** Supplied records **

[Start of section]

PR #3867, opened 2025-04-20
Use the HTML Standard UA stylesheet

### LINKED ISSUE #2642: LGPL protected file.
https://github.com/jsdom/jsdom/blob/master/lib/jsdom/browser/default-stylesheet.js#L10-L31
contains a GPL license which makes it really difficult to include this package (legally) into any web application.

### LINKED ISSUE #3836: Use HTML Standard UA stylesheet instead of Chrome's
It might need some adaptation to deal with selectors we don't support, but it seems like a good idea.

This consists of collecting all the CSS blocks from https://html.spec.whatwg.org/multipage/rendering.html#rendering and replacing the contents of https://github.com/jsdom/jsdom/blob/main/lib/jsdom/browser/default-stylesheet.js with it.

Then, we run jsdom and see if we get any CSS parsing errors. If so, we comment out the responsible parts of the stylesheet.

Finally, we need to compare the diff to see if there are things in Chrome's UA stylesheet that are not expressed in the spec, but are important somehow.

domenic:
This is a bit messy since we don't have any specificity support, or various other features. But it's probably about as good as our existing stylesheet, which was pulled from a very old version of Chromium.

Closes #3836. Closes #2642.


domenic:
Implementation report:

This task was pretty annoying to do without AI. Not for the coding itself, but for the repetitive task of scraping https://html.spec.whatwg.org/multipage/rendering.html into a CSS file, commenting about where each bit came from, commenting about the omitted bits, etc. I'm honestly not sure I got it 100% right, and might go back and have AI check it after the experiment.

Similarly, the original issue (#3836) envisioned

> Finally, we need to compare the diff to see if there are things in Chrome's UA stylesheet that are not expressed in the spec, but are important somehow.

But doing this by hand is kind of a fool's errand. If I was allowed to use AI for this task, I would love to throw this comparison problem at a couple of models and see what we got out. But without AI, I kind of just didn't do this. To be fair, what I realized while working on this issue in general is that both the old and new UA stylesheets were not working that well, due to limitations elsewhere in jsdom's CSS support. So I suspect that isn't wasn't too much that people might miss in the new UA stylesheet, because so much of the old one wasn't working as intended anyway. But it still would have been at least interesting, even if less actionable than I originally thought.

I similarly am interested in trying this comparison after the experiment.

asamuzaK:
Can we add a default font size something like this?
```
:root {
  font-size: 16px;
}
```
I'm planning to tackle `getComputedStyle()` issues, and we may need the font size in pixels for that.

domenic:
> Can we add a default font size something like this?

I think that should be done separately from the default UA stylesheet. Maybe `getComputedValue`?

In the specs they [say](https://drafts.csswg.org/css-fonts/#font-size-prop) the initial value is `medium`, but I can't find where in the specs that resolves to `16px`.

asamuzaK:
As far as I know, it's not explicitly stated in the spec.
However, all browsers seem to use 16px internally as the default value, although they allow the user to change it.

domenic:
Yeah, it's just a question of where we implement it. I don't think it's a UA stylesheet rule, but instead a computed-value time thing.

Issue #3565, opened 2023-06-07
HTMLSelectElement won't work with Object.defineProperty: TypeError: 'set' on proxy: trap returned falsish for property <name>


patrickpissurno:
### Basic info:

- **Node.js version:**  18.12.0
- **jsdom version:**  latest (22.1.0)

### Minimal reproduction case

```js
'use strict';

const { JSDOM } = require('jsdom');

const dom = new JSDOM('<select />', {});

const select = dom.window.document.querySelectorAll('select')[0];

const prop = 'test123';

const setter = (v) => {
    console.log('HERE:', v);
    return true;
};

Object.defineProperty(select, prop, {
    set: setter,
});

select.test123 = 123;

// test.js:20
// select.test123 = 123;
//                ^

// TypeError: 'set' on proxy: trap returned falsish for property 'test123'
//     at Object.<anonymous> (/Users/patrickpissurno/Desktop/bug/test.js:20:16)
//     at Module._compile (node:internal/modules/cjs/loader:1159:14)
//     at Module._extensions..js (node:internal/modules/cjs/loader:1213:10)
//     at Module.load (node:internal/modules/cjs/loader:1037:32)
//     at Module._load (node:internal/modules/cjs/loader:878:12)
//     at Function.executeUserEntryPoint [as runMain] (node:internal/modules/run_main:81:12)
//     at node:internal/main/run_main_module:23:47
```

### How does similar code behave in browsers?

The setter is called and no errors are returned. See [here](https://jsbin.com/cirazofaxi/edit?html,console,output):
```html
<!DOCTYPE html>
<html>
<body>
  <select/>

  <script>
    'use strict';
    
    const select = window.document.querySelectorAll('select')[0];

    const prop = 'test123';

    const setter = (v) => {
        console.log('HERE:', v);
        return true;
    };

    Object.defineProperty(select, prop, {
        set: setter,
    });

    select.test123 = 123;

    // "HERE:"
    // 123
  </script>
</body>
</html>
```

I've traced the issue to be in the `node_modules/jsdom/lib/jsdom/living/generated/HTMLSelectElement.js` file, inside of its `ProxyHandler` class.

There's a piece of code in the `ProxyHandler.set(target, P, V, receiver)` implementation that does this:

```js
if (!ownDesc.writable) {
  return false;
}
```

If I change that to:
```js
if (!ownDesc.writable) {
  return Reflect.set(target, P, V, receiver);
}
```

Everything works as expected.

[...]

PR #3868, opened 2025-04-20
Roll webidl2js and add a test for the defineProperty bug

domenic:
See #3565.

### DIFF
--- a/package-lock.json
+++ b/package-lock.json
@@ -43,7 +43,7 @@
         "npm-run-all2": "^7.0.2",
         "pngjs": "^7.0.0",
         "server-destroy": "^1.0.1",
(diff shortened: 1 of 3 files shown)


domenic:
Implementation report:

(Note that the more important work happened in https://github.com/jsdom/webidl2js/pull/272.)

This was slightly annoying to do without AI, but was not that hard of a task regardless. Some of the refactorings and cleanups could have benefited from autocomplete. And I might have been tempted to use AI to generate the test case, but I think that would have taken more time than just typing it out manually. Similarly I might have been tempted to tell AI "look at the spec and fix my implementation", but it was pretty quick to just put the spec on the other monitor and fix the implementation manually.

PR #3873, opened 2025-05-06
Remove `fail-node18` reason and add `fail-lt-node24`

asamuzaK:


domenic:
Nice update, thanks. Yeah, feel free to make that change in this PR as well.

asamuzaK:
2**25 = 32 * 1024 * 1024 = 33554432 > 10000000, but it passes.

[End of section]

** Your task **
Report each line of the material in which the string "instead" occurs.

** Exercise response **
### LINKED ISSUE #3836: Use HTML Standard UA stylesheet instead of Chrome's
Yeah, it's just a question of where we implement it. I don't think it's a UA stylesheet rule, but instead a computed-value time thing.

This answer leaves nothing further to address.